The Rohloff Speedhub 500/14 DB is the one for frames with disc brakes. If you go to Harris Cyclery's website you can find all sorts of useful info about the hub in particular & other IGH's.

Hopefully the link above works. If not, just go to the website & click on parts, then IGH & finally Rohloff.

I don't have enough time on my used but new-to-me Rohloff to comment on shifting issues so I'll leave that for someone else. I've only ridden it on-road ~100 miles so far. But, FWIW, I haven't had any shifting issues yet.


----------



## fokof (Apr 24, 2006)

You have to ease the pressure but not stop pedaling.
I have the Rohloff for 5 years now , and it's a second nature.
You learn to shift when there is less pressure in the "pedaling movement" (when crank arms are vertical and you transfer pressure between both crank)

You'll get it pretty fast.


----------



## s1ned (Sep 8, 2009)

fokof said:


> You have to ease the pressure but not stop pedaling.


that sounds good =)
I always do that when shifting der.



Sometimes said:


> The Rohloff Speedhub 500/14 DB is the one for frames with disc brakes.


but there are at least two models - for vertical dropouts and for specially designed dropouts, both bolt-on or for QR. I'm wondering if I need this one:
SPEEDHUB 500/14 CC DB (8020) for frames with disc brakes and vertical dropouts
https://www.starbike.com/php/product_info.php?lang=en&pid=5218









or this one
SPEEDHUB 500/14 CC DB OEM (8025) for frames with specially designed dropouts
https://www.starbike.com/php/product_info.php?lang=en&pid=5221









Thanks for reply


----------



## Sometimes (Jun 21, 2009)

The one for specially designed dropouts is for custom frames designed with the Rohloff in mind. Just get the first one.

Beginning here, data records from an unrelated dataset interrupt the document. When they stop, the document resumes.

PR #5707, opened 2026-02-16
fix(system): fire onNodeDrag even when nodeExtent clamps position

### LINKED ISSUE #5706: Bug: onNodeDrag not called when nodeExtent clamps position on both axes
## Describe the Bug

When using the `nodeExtent` prop, `onNodeDrag` stops firing if the node's position is clamped on **both X and Y axes simultaneously** (e.g., when a node is dragged into a corner of the extent boundary).

The user is still actively dragging the mouse — the cursor moves, the drag session is alive — but `onNodeDrag` receives no calls.

## Your Example Website or App

**Live reproduction:** https://xyflow-nodeextent-bug.vercel.app

**Source:** https://github.com/jiwonMe/xyflow-nodeextent-bug

## Steps to Reproduce

1. Set `nodeExtent={[[0, 0], [500, 500]]}` on a `<ReactFlow>` component
2. Place a node near the bottom-right corner `(490, 490)`
3. Drag the node toward the corner (past `(500, 500)`)
4. While holding the mouse button, continue moving the cursor further right/down

**Expected:** `onNodeDrag` continues to fire on every mouse move (with the clamped position).

**Actual:** `onNodeDrag` stops firing entirely once the position is clamped on both axes.

## Expected Behavior

`onNodeDrag` should always fire during an active drag operation, regardless of whether the final position was clamped by `nodeExtent`. The event object's `clientX`/`clientY` still changes, and consumers rely on it for:

- Cross-boundary drag detection (is the cursor outside a container?)
- Custom ghost/preview rendering at cursor position
- Drop target detection based on cursor position

This is consistent with how `onNodeDragStart` and `onNodeDragStop` always fire regardless of position changes.

## Root Cause

In [`packages/system/src/xydrag/XYDrag.ts`](https://github.com/xyflow/xyflow/blob/main/packages/system/src/xydrag/XYDrag.ts), the `updateNodes()` function:

```typescript
// Line ~192
hasChange = hasChange || dragItem.position.x !== position.x || dragItem.position.y !== position.y;

dragItem.position = position;
dragItem.internals.positionAbsolute = positionAbsolute;

// ...

// Line ~197
if (!hasChange) {
  return;  // ← Early return skips onNodeDrag callback
}
```

When `calculateNodePosition()` returns the same clamped coordinates as the previous frame, `hasChange` remains `false`, causing an early return that skips both `updateNodePositions()` AND `onDrag`/`onNodeDrag`/`onSelectionDrag` callbacks.

The `updateNodePositions` skip is correct (no state to update), but the callback skip is a bug — the drag event itself is still happening.

## Proposed Fix

Separate the `hasChange` guard so it only gates `updateNodePositions`, while `onNodeDrag` always fires during an active drag:

```typescript
if (hasChange) {
  updateNodePositions(dragItems, true);
}

// Always fire drag callbacks during active drag
if (dragEvent && (onDrag || onNodeDrag || (!nodeId && onSelectionDrag))) {
  const [currentNode, currentNodes] = getEventHandlerParams({
    nodeId,
    dragItems,
    nodeLookup,
  });

  onDrag?.(dragEvent, dragItems, currentNode, currentNodes);
  onNodeDrag?.(dragEvent, currentNode, currentNodes);

  if (!nodeId) {
    onSelectionDrag?.(dragEvent, currentNodes);
  }
}
```

I'm happy to submit a PR with this fix + tests if the team agrees with the approach.

## Screenshots

_N/A — behavioral bug, no visual artifact._

## Platform

- Browser: Chrome 131, Safari 18
- OS: macOS
- @xyflow/react: 12.6.4
- @xyflow/system: 0.0.52

jiwonMe:
## Summary

Fixes #5706

**Live reproduction:** https://xyflow-nodeextent-bug.vercel.app
**Source:** https://github.com/jiwonMe/xyflow-nodeextent-bug

When `nodeExtent` clamps a dragged node's position on both axes simultaneously (e.g., dragging into a corner), `onNodeDrag` stops firing entirely. This is because the `hasChange` early return in `updateNodes()` gates both the position update AND the drag callbacks.

## The Problem

In `XYDrag.ts`, `updateNodes()`:

```typescript
// Before (bug)
if (!hasChange) {
  return; // skips BOTH updateNodePositions AND onNodeDrag
}

updateNodePositions(dragItems, true);
onNodeDrag?.(dragEvent, currentNode, currentNodes); // never reached
```

When `calculateNodePosition()` returns the same clamped coordinates as the previous frame, `hasChange` stays `false` → early return → `onNodeDrag` never fires.

## The Fix

Split the guard so `updateNodePositions` is correctly skipped when there is no position change, but drag callbacks always fire during an active drag:

```typescript
// After (fix)
if (hasChange) {
  updateNodePositions(dragItems, true);
}

// Always fire - the drag event is still happening
onNodeDrag?.(dragEvent, currentNode, currentNodes);
```

This is a 3-line change.

## Why This Matters

Consumers use `onNodeDrag` for more than just position tracking:

- **Cross-boundary detection**: Is the cursor outside a container? (nested ReactFlow use case)
- **Ghost/preview rendering**: Rendering a drag preview at cursor position
- **Drop target detection**: Highlighting drop zones based on cursor, not node position

These all depend on the `event.clientX/clientY` from the MouseEvent, which keeps changing even when the node position is clamped.

## Consistency

This aligns with how `onNodeDragStop` already works - it fires regardless of whether positions changed (guarded by `nodePositionsChanged`, not `hasChange`).

## Testing

- Build passes (`pnpm build`)
- Existing Playwright tests: same results as `main` (43 pre-existing webkit failures unrelated to this change)

### DIFF
--- a/.changeset/fix-node-drag-on-clamped-extent.md
+++ b/.changeset/fix-node-drag-on-clamped-extent.md
@@ -1,0 +1,7 @@
+---
+'@xyflow/system': patch
+'@xyflow/react': patch
+'@xyflow/svelte': patch
+---
+
+Fix `onNodeDrag` not being called when `nodeExtent` clamps position on both axes
--- a/packages/system/src/xydrag/XYDrag.ts
+++ b/packages/system/src/xydrag/XYDrag.ts
@@ -197,11 +197,9 @@ export function XYDrag<OnNodeDrag extends (e: any, nodes: any, node: any) => voi
 
       nodePositionsChanged = nodePositionsChanged || hasChange;
 
-      if (!hasChange) {
-        return;
+      if (hasChange) {
+        updateNodePositions(dragItems, true);
       }
-
-      updateNodePositions(dragItems, true);
 
       if (dragEvent && (onDrag || onNodeDrag || (!nodeId && onSelectionDrag))) {
         const [currentNode, currentNodes] = getEventHandlerParams({


jiwonMe:
Closing this PR after reconsideration. The current behavior appears to be intentional — the comment in the source (`// we want to make sure that we only fire a change event when there is a change`) suggests `onNodeDrag` is designed to fire only when the node position actually changes, not on every mouse move. Our use case (cross-boundary detection in nested ReactFlow) is better served by a separate `mousemove` listener. Sorry for the noise!

PR #5708, opened 2026-02-16
fix(react): allow pointer events on viewport and nodes for interactive custom nodes

cap-jmk-real:
## Problem

When using custom nodes with interactive content (inputs, selects, buttons), the default library CSS sets `.react-flow__viewport` and `.react-flow__nodes` to `pointer-events: none`. Hit-testing then falls through to the pane, which causes:

- The pane/viewport to receive hover and click instead of the node
- Dropdowns and inputs inside nodes to be hard or impossible to click
- The cursor to show grab over the whole canvas instead of default/pointer over controls

## Solution

In the shared style source used by `@xyflow/react` (`packages/system/src/styles/init.css`), both selectors are set to `pointer-events: auto`:

- **`.xy-flow__viewport`** → `pointer-events: auto` — so the viewport can receive events for panning and the empty canvas keeps the grab cursor
- **`.xy-flow__nodes`** → `pointer-events: auto` — so nodes and their children (inputs, buttons, etc.) receive clicks and hover correctly

## Backward compatibility

Apps that depend on the previous behavior can override back to `pointer-events: none` on these classes in their own CSS.

### DIFF
--- a/packages/system/src/styles/init.css
+++ b/packages/system/src/styles/init.css
@@ -85,7 +85,7 @@
 .xy-flow__viewport {
   transform-origin: 0 0;
   z-index: 2;
-  pointer-events: none;
+  pointer-events: auto;
 }
 
 .xy-flow__renderer {
@@ -191,7 +191,7 @@ svg.xy-flow__connectionline {
 }
 
 .xy-flow__nodes {
-  pointer-events: none;
+  pointer-events: auto;
   transform-origin: 0 0;
 }
 


moklick:
Hey @cap-jmk-real . Thanks for your contribution but we can't merge this because it would be a breaking change. If you want to display interactive elements inside your custom nodes, you need to add the ["nodrag" class name](https://reactflow.dev/learn/customization/utility-classes#nodrag).

cap-jmk-real:
Hey no worries, if I patch it for my app it works well without braking anything, however the ["nodrag" class name](https://reactflow.dev/learn/customization/utility-classes#nodrag), does not do the job and the cursors get confused with the panning cursor and clicking on interactive elements does not reliably work. 

In the end its your decision, as I can just leave the patch for my app. But its a simple fix maybe worth considering.

moklick:
@cap-jmk-real could you create a codesandbox or do you have a repo I could check out? Maybe I don't understand the issue here.

cap-jmk-real:
No worries. Reproducing the error in a sandbox is rather difficult. You can try with the main of my [repo](https://github.com/cap-jmk-real/agentron.git). You launch from the root

`npm run dev:ui`

Then you can click on agents->visual then you can see the bug. I'll let you know when I can reproduce the bug in the sandbox.

PR #5730, opened 2026-03-19
Fix missing border radius on smooth step edge bends

### LINKED ISSUE #5705: Not all edge breaks are rounded

- React Flow version: `"@xyflow/react": "^12.10.0"`
- Browser and version: Chrome latest stable
- OS and version: Mac OS

### Live code example

_No response_

### Describe the Bug

Hello

We are using custom edge component
where we render edge using `getSmoothStepPath`:
```
const [edgePath] = getSmoothStepPath({
  sourceX,
  sourceY,
  targetX,
  targetY,
  stepPosition: 1, // edge break closer to target node
  borderRadius: 7,
})
```
The end result looks like this:
Image

Is this intentional or this last line break should be also rounded?

Render custom edge using `getSmoothStepPath` like described above.

### Expected behavior

All edge line breaks are rounded without exceptions.

### Screenshots or Videos

_No response_

### Additional context

_No response_

justn-hyeok:
Fixes #5705

## Problem

When using `getSmoothStepPath` with extreme `stepPosition` values (e.g. `1` or `0`), some edge bends are rendered with sharp corners instead of rounded ones.

## Root Cause

Extreme `stepPosition` values cause intermediate path points to overlap with the gapped source/target points. When `getBend` receives consecutive duplicate points, `distance(a, b)` becomes 0, making `bendSize` 0 — resulting in no rounding.

## Fix

Filter out consecutive duplicate points before building the SVG path.

## Before / After

before

after

### DIFF
--- a/packages/system/src/utils/edges/smoothstep-edge.ts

FWIW, Rohloff makes a piece of hardware called the SPEEDBONE to eliminate the need to mount the torque arm. But there's an even more elegant solution called the Monkey Bone. Both came with the used Rohloff wheel I bought but I'm using the Monkey Bone & so far, at least, no issues. And it's so clean! Very, very nifty!


----------



## s1ned (Sep 8, 2009)

thanks!
Are there any other WW tips for Rohloff?
Do they use SS bolts? =)


----------



## Sometimes (Jun 21, 2009)

s1ned said:


> thanks!
> Are there any other WW tips for Rohloff?


Not that I'm aware of.



s1ned said:


> Do they use SS bolts? =)


Does SS refer to stainless steel or single speed? Don't know if stainless & if single speed it depends on whether you get the bolt or QR version. If bolt, yes.


----------



## s1ned (Sep 8, 2009)

yes, I meant stainless steel bolts. I guess you can drop around 50 grams by using ti ones.


----------



## Sometimes (Jun 21, 2009)

The only place I'll use ti is as a seatpost or handlebar.

As far as hardware, it's either SS (Stainless Steel) or aluminum. For me, it's just not worth the weight savings so I'll just stick with SS.


----------



## s1ned (Sep 8, 2009)

I just found an info that QR doesn't work with horizontal dropouts - it slips.
Do I need to buy only bolt-on version for my GF Superfly 09?


----------



## Sometimes (Jun 21, 2009)

Have you tried an enclosed cam QR like Shimano's? The other QR versions just don't have the gripping power of the enclosed cam design.


----------